Physics with Danno

Lesson 5: Kinetic Energy

Let's return to a familiar simulation.

I want to talk about its force/position graph.

So. First thing to notice is that they look symmetric. And they are!

Okay, so It's symmetric, big deal. Most of the graphs we've looked at for this particular simulation are symmetric. Also, one is positive while the other is negative, of course. And they attain the same max force at the same time, just with opposite signs.

Additionally, both graphs have the same "width" and the same "height." Well obviously they do, they're symmetric. But if you think about it, the "width" of the graph, the amount of the x-axis that isn't 0, is showing the distance each object travels during the collision. And both objects will travel the same distance during the collision. At the moment when their collision starts, they'll be barely touching, so their centers will be (left ball's radius) + (right ball's radius) away from each other. But at the moment when their collision ends, they'll be barely touching as well. So therefore, they'll both have traveled the same distance.

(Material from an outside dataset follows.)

PR #6434, opened 2019-01-25
interfaces: add u2f-devices interface (2.37)

jdstrand:
https://github.com/snapcore/snapd/pull/6425 for 2.37

### DIFF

Let's make it more interesting. Here's another sim that we've seen before, the one where the left object has twice the mass.

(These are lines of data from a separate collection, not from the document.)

PR #6445, opened 2019-01-29
[RFC] snap-confine: revert "cmd/snap-confine,snap-update-ns: discard quirks"

mvo5:
This reverts commit 1da9316e717d119852b827becb5a17b33713d032.

This will unbreak people using jenkins which uses /var/lib/jenkins as its HOME. The quirks system made this HOME work (by luck/accient) and removing it broke all jenkins users.


mvo5:
We may still need this if it turns out more software (puppet?) is affected by the removal of wirtable /var/lib/ when we removed the quirks.

mvo5:
Closing for now but but but I have a feeling this one might come back.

Maybe you might have guessed it, but now the symmetry is broken. And because we want to have lots of tools for thinking about complex physics interactions, we're going to see if we can explain this, and maybe recover the symmetry like we did last time with velocity and momentum.

So one of them is now slanted more "away" than the other. And so you might think that we can do a similar thing to what we did with velocity. Maybe we can stretch or shrink one of these in the horizontal direction, somehow, dependent on mass?

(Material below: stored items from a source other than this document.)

PR #6451, opened 2019-01-30
tests: update smoke/sandbox test for armhf

mvo5:
While running the beta validation on the armhf I noticed that the
behaviour of illegal syscalls is different from the other arches
we have. Most arches just give ENOSYS in errno. However on armhf
the process is killed with SIGILL.

This PR updates the test to account for that.

### DIFF
--- a/tests/smoke/sandbox/task.yaml
+++ b/tests/smoke/sandbox/task.yaml
@@ -62,7 +62,14 @@ execute: |
             print(errno.errorcode[get_errno()])
     EOF
     echo "Running random syscall gives ENOSYS normally"
-    python3 sec.py 22082007 | MATCH ENOSYS
+    if [ "$(uname -m)" = "armv7l" ]; then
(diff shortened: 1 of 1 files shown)


tests/smoke/sandbox/task.yaml
```diff
@@ -62,7 +62,14 @@ execute: |
             print(errno.errorcode[get_errno()])
     EOF
     echo "Running random syscall gives ENOSYS normally"
-    python3 sec.py 22082007 | MATCH ENOSYS
+    if [ "$(uname -m)" = "armv7l" ]; then
+        # armhf kills the process with si_signo=SIGKILL, si_code=ILL_ILLTRP
+        python3 sec.py 22082007 || ret="$?"
```
bboozzoo: Looks like ENOSYS or SIGILL depends on the syscall number you roll: https://elixir.bootlin.com/linux/v5.0-rc4/source/arch/arm/kernel/traps.c#L596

This is made all the more complicated by the fact that the graphs can double back on themselves:

Unfortunately, that technique doesn't work here. No simple stretching scheme is going to help us. So what to do?

Well, okay, so I don't really know how to motivate this. I could dance around it for a while and try to connect a bunch of different ideas together to imply what we should try here. But I think that's probably just confusing, and that I should just give it to you straight.

The trick here is to look at these graphs like they're triangles. So they have a "width", and a height. And remember, their bottom edges are the same length, and their peaks are the same height. Now, if you remember your geometry, there aren't a ton of things you can say concretely about these triangles. Like, they don't share angles, or perimeters. BUT they do have the same area.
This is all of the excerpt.